Supplied records

=== Begin Enclosure ===

PR #206, opened 2022-10-06
Templates & Features Packaging - Throw warning of a missing JSON file and continue

samruddhikhandale:
When packaging a collection of templates with `templates publish` or `feature publish` cmd , it errors out when a sub-folder does not contain files meant for templates publishing (eg. `devcontainer-*.json`).

This PR warns about empty directories, but still continue. That would make the user aware of a missing JSON file, but still support the case where this is expected.

### DIFF
--- a/src/spec-node/collectionCommonUtils/packageCommandImpl.ts
+++ b/src/spec-node/collectionCommonUtils/packageCommandImpl.ts
@@ -162,19 +162,21 @@ export async function packageCollection(args: PackageCommandInput, collectionTyp
 		output.write(`Processing ${collectionType}: ${c}...`, LogLevel.Info);
 		if (!c.startsWith('.')) {
 			const folder = path.join(srcFolder, c);
+
+			// Validate minimal folder structure
+			const devcontainerJsonName = `devcontainer-${collectionType}.json`;
+
+			if (!(await isLocalFile(path.join(folder, devcontainerJsonName)))) {
+				output.write(`(!) WARNING: ${collectionType} '${c}' is missing a ${devcontainerJsonName}. Skipping... `, LogLevel.Error);
+				continue;
+			}
+
 			const tmpSrcDir = path.join(os.tmpdir(), `/templates-src-output-${Date.now()}`);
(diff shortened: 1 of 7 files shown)


joshspicer:
I feel like we shouldn't need a flag for this, but rather just (1) not allow empty directories or (2) always allow empty directories and automatically ignore. 

Perhaps there is an example you have where this indeed the best way to do it?

chrmarti:
> I feel like we shouldn't need a flag for this, but rather just (1) not allow empty directories or (2) always allow empty directories and automatically ignore.
> 
> Perhaps there is an example you have where this indeed the best way to do it?

Or: Warn about empty directories, but still continue. That would make the user aware of a missing JSON file, but still support the case where this is expected.

src/spec-node/collectionCommonUtils/packageCommandImpl.ts
```diff
@@ -171,8 +171,9 @@ export async function packageCollection(args: PackageCommandInput, collectionTyp
 			const devcontainerJsonName = `devcontainer-${collectionType}.json`;
 			const jsonPath = path.join(tmpSrcDir, devcontainerJsonName);
 			if (!(await isLocalFile(jsonPath))) {
-				output.write(`${collectionType} '${c}' is missing a ${devcontainerJsonName}`, LogLevel.Error);
-				return;
+				output.write(`(!) WARNING: ${collectionType} '${c}' is missing a ${devcontainerJsonName}. Skipping... `, LogLevel.Error);
+				await rmLocal(tmpSrcDir, { recursive: true, force: true });
```
chrmarti, line 175: Would it make sense to check for the file before copying the folder? You could avoid copying and removing it.

chrmarti (changes requested):

src/spec-node/collectionCommonUtils/packageCommandImpl.ts
samruddhikhandale: Good point! Modified

chrmarti (approved):
👍

PR #218, opened 2022-10-10
Configure proxy-agent (microsoft/vscode-remote-release#6995)

chrmarti:


src/spec-utils/httpRequest.ts
```diff
@@ -42,12 +45,13 @@ export function request(options: { type: string; url: string; headers: Record<st
 export function headRequest(options: { url: string; headers: Record<string, string> }, output?: Log) {
 	return new Promise<number>((resolve, reject) => {
 		const parsed = new url.URL(options.url);
-		const reqOptions = {
+		const reqOptions: RequestOptions = {
```
joshspicer, line 48: I wonder if we should consider using an HTTP library (axios) instead of doing this plumbing here manually.

joshspicer (approved):

src/spec-utils/httpRequest.ts
chrmarti: Maybe. :)

chrmarti: Not sure how much a wrapper library would help. There is a chance that we can improve on the defaults here (drawing on learnings from VS Code) - though that might also be possible with the wrapper library.

Issue #217, opened 2022-10-09
`scenarios.json` does not support running with existing features


AlexanderLanin:
# Observation
When `ghcr.io/devcontainers/features/python:1` is added as a feature to scenarios.json, it attempts to read local file `path: '/workspaces/my-feature/src/ghcr.io/devcontainers/features/python:1'`.

# Expectation
It will use python feature for testing. Therefore I would see that it behaves correctly regarding `installsAfter` and my stuff can indeed use python.

# Background:
`my-feature` requires python 3.7, therefore I implemented a version detection in case the available version is too old. However as there is a python feature already, I don't want to add too much complex logic to my script. I have an error message which tells people to use https://github.com/devcontainers/features/tree/main/src/python in addition to `my-feature`.
However I cannot verify that this would indeed work!

joshspicer:
Yes, this was also raised in https://github.com/devcontainers/cli/issues/217 and is good to point out. The command currently injects the appropriate relative path in for all Features in the scenario, so this is not expected to work (But I agree would be very handy!)

Issue #163, opened 2022-09-06
Feature Dependencies - installsAfter not respected


virtualstaticvoid:
Hello,

I've written a couple of features for a project I'm working on and I've ran into situations where I'm not sure what the best approach to take is.

For example, I have a feature which involves installing a CLI tool using `npm`. Now, I'm not sure whether this feature should also install Node.js so that it is able to install the CLI tool, since I have no control over the base image, nor the included features in the `devcontainer.json` file.

The power of features, as I understand, is that they can be composed together; making each serve one purpose (installing the given feature) thus providing a simple way to handle all the tooling permutations for many different developers and/or teams whilst avoiding "golden container images"; and similar perhaps in concept to [buildpacks](https://buildpacks.io/).

So it occurred to me that since [`devcontainers/features`](https://github.com/devcontainers/features) already provide features for installing Node.js (and other language runtimes), it would be beneficial to make _my feature_ dependant on the `node` feature. Then I wouldn't need to worry about which base image a developer is using, and the `node` feature would be automatically included before mine, so my feature would install reliably.

Additional scenarios include:

* a Ruby gem which needs to build a native extension and thus requires `build-essential` to be installed.
* a Python package, installed via `pip`, needing to ensure Python and pip are installed.
* a Go CLI tool, which doesn't have a binary distribution, installed using `go install`, needing `go` to be installed.
* a `tflint` ruleset for AWS, which requires Terraform and `tflint` to be installed.

I realise installing packages using a `postCreateCommand` script can work, but it places the onus on the developer to know what features to include to install the given package. For example, I'm building features which install Python packages (e.g. `mkdocs`) for C# .Net developers, who wouldn't know to include the `python` feature.

I imagine a `devcontainer-feature.json` file including a `dependsOn` property, in the same schema as the `devcontainer.json` [`features` object](https://github.com/devcontainers/spec/blob/main/proposals/devcontainer-features.md#devcontainerjson-properties).

I.e.

```json
"dependsOn": {
  "ghcr.io/user/repo/go": {},
  "ghcr.io/user/repo1/go:1": {},
  "ghcr.io/user/repo2/go:latest": {},
  "https://github.com/user/repo/releases/devcontainer-feature-go.tgz": { 
        "optionA": "value" 
  },
  "./myGoFeature": { 
        "optionA": true,
        "optionB": "hello",
        "version" : "1.0.0"
  }
}
```

Chuxel:
[...]

Issue #139, opened 2022-08-24
`devcontainer features test` improvements


joshspicer:
An issue collecting various improvements that can be made for the `features test...` command.  The command is still experimental and under active development.

- [ ] `remoteUser` is failing with a permissions issue when included in a scenario
- [ ] Document all command functionality 
- [ ] If there is a scenario.json file and no test.sh, the test will not run unless `--skip-autogenerated` is set.  We should be smarter about this
- [ ] The one positional argument (path to collection) is required and doesn't use the default value (cwd)

eitsupi:
Hello.
I developed a feature using the feature template and noticed that the test for option selection was not covered.

Is it possible to run multiple installations by referencing a pre-created options matrix (json file) when running an installation as a test?
Or the user may want to give options as CLI arguments to parallelize using the matrix on GitHub Actions.

Similarly, it would be useful to be able to specify the platform (CPU architecture).

Clockwork-Muse:
Can we add another task?  Currently, there isn't a way to supply `--docker-path`/`--docker-compose-path` to any of the features commands, which causes issues if you're using podman in ci scenarios.

joshspicer:
@Clockwork-Muse  Do you mean a way to specify the path to the docker/docker-compose CLIs? Yes, I'll convert your request into an issue 👍  (If you're interested, we'd also accept a PR on this)

Clockwork-Muse:
Yes, that's what I meant.

jcbhmr:
> If there is a scenario.json file and no test.sh, the test will not run unless --skip-autogenerated is set. We should be smarter about this

👍 id very much like to see this so that i can do this in something like gh actions:
```sh
devcontainer features test -f ${{ matrix.id }}
```
and NOT fail like this:
![image](https://github.com/devcontainers/spec/assets/61068799/967fef0b-2470-4ace-b754-f3c9723155e2)

as a workaround I'm currently doing this:
```sh
if [[ -e test/${{ matrix.id }}/test.sh ]]; then
  devcontainer features test -f ${{ matrix.id }}
else
  devcontainer features test -f ${{ matrix.id }} --skip-autogenerated
fi
```
accidentally made https://github.com/devcontainers/spec/issues/294 🙄

PR #220, opened 2022-10-11
allow referencing external Features in `devcontainer features test` command

joshspicer:
closes https://github.com/devcontainers/cli/issues/217
related: https://github.com/devcontainers/cli/issues/163
tracking: https://github.com/devcontainers/cli/issues/139

Does not replace external Features in a Feature's `scenarios.json`.  For example, this lets people test `installsAfter` with an already published Feature.  This PR also adds a test with an external Feature combined with a local Feature.

Also adds two tests for `installsAfter` - one that must install `A -> B` and one must install `B -> A`.


eitsupi:
This is a long-awaited feature in using the feature template!
(For now, it is not possible to run tests in combination with external features like devcontainers/features)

=== End Enclosure ===

Aim of the task
Look through the material above and print exactly the lines from the one containing "- [ ] The one" to the one containing "I developed a", both included, and nothing more.

Result of the task
- [ ] The one positional argument (path to collection) is required and doesn't use the default value (cwd)

eitsupi:
Hello.
I developed a feature using the feature template and noticed that the test for option selection was not covered.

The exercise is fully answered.